-- Data shown --
PR #4066, opened 2015-08-09
Updates for UWP NuGet package

BrianPeek:
This requires NuGet 3.1 available here:

http://dist.nuget.org/win-x86-commandline/v3.1.0-beta/nuget.exe

More info on these changes here:

http://blog.nuget.org/20150729/Introducing-nuget-uwp.html

### DIFF
--- a/MonoGame.Framework/Properties/MonoGame.Framework.rd.xml
+++ b/MonoGame.Framework/Properties/MonoGame.Framework.rd.xml
@@ -1,0 +1,33 @@
+<?xml version="1.0" encoding="utf-8"?>
+<!--
+    This file contains Runtime Directives, specifications about types your application accesses
+    through reflection and other dynamic code patterns. Runtime Directives are used to control the
+    .NET Native optimizer and ensure that it does not remove code accessed by your library. If your
+    library does not do any reflection, then you generally do not need to edit this file. However,
+    if your library reflects over types, especially types passed to it or derived from its types,
+    then you should write Runtime Directives.
+
+    The most common use of reflection in libraries is to discover information about types passed
+    to the library. Runtime Directives have three ways to express requirements on types passed to
+    your library.
+
+    1.  Parameter, GenericParameter, TypeParameter, TypeEnumerableParameter
+        Use these directives to reflect over types passed as a parameter.
+
+    2.  SubTypes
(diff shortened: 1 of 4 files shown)


tomspilman:
> This requires NuGet 3.1 available here:

When you say it requires NuGet 3.1 does this mean it affect older versions of VS?  I'm thinking about the issue with the `project.json` here.  Will installing NuGet 3.1 make VS2013 have the same issue?

BrianPeek:
No install here, the link is just to the command line nuget.exe which is used to create the packages.  But that leads to...how are you building the NuGet packages today?  Are you running the nuget.exe directly or as an msbuild step or ?

tomspilman:
> link is just to the command line nuget.exe which is used to create the packages

Oh... so this is a package creation thing.

> Are you running the nuget.exe directly or as an msbuild step or ?

It is being run from the build server script directly.  It is currently using nuget 2.8.5 ...  I can make it use a particular version like 3.1 if I need to.

> build the UWP NuGet package using this exe instead of the old one

Would it hurt to build the non-UWP packages with 3.1 too?

BrianPeek:
It **shouldn't** hurt to use the new exe to build the other packages.  It supports both old and new style.  But, note that I haven't tried it.  :)

Nezz:
I don't think that we need an essentially empty rd.xml. If you build from the sources it will create a warning if there are two of them in the same solution. That might be an early VS2015 bug though.

BrianPeek:
@Nezz - I'm not seeing the warning...can you give me some more details?

Nezz:
I'm currently out of the country but I will look it up by the end of the week (unless I forget about it) :)

BrianPeek:
Updated this to remove SharpDX.XInput as it's no longer used in UAP-land. Requires NuGet.exe v3.2 to build (the latest version)

tomspilman:
@BrianPeek - Do you mind rebasing this to the latest?

BrianPeek:
I'm buried but can try to take a look this week. That said, I think everything here was actually fixed in other PRs...we discussed the XInput thing a few weeks ago. I'm not sure there's anything else to do here.

BrianPeek:
Yup, everything here is already in the main tree.  Going to close.

tomspilman:
Thanks @BrianPeek !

-- Brief --
In full and without alteration, reproduce the records above.

-- Answer to the problem --
PR #4066, opened 2015-08-09
Updates for UWP NuGet package

BrianPeek:
This requires NuGet 3.1 available here:

http://dist.nuget.org/win-x86-commandline/v3.1.0-beta/nuget.exe

More info on these changes here:

http://blog.nuget.org/20150729/Introducing-nuget-uwp.html

### DIFF
--- a/MonoGame.Framework/Properties/MonoGame.Framework.rd.xml
+++ b/MonoGame.Framework/Properties/MonoGame.Framework.rd.xml
@@ -1,0 +1,33 @@
+<?xml version="1.0" encoding="utf-8"?>
+<!--
+    This file contains Runtime Directives, specifications about types your application accesses
+    through reflection and other dynamic code patterns. Runtime Directives are used to control the
+    .NET Native optimizer and ensure that it does not remove code accessed by your library. If your
+    library does not do any reflection, then you generally do not need to edit this file. However,
+    if your library reflects over types, especially types passed to it or derived from its types,
+    then you should write Runtime Directives.
+
+    The most common use of reflection in libraries is to discover information about types passed
+    to the library. Runtime Directives have three ways to express requirements on types passed to
+    your library.
+
+    1.  Parameter, GenericParameter, TypeParameter, TypeEnumerableParameter
+        Use these directives to reflect over types passed as a parameter.
+
+    2.  SubTypes
(diff shortened: 1 of 4 files shown)


tomspilman:
> This requires NuGet 3.1 available here:

When you say it requires NuGet 3.1 does this mean it affect older versions of VS?  I'm thinking about the issue with the `project.json` here.  Will installing NuGet 3.1 make VS2013 have the same issue?

BrianPeek:
No install here, the link is just to the command line nuget.exe which is used to create the packages.  But that leads to...how are you building the NuGet packages today?  Are you running the nuget.exe directly or as an msbuild step or ?

tomspilman:
> link is just to the command line nuget.exe which is used to create the packages

Oh... so this is a package creation thing.

> Are you running the nuget.exe directly or as an msbuild step or ?

It is being run from the build server script directly.  It is currently using nuget 2.8.5 ...  I can make it use a particular version like 3.1 if I need to.

> build the UWP NuGet package using this exe instead of the old one

Would it hurt to build the non-UWP packages with 3.1 too?

BrianPeek:
It **shouldn't** hurt to use the new exe to build the other packages.  It supports both old and new style.  But, note that I haven't tried it.  :)

Nezz:
I don't think that we need an essentially empty rd.xml. If you build from the sources it will create a warning if there are two of them in the same solution. That might be an early VS2015 bug though.

BrianPeek:
@Nezz - I'm not seeing the warning...can you give me some more details?

Nezz:
I'm currently out of the country but I will look it up by the end of the week (unless I forget about it) :)

BrianPeek:
Updated this to remove SharpDX.XInput as it's no longer used in UAP-land. Requires NuGet.exe v3.2 to build (the latest version)

tomspilman:
@BrianPeek - Do you mind rebasing this to the latest?

BrianPeek:
I'm buried but can try to take a look this week. That said, I think everything here was actually fixed in other PRs...we discussed the XInput thing a few weeks ago. I'm not sure there's anything else to do here.

BrianPeek:
Yup, everything here is already in the main tree.  Going to close.

tomspilman:
Thanks @BrianPeek !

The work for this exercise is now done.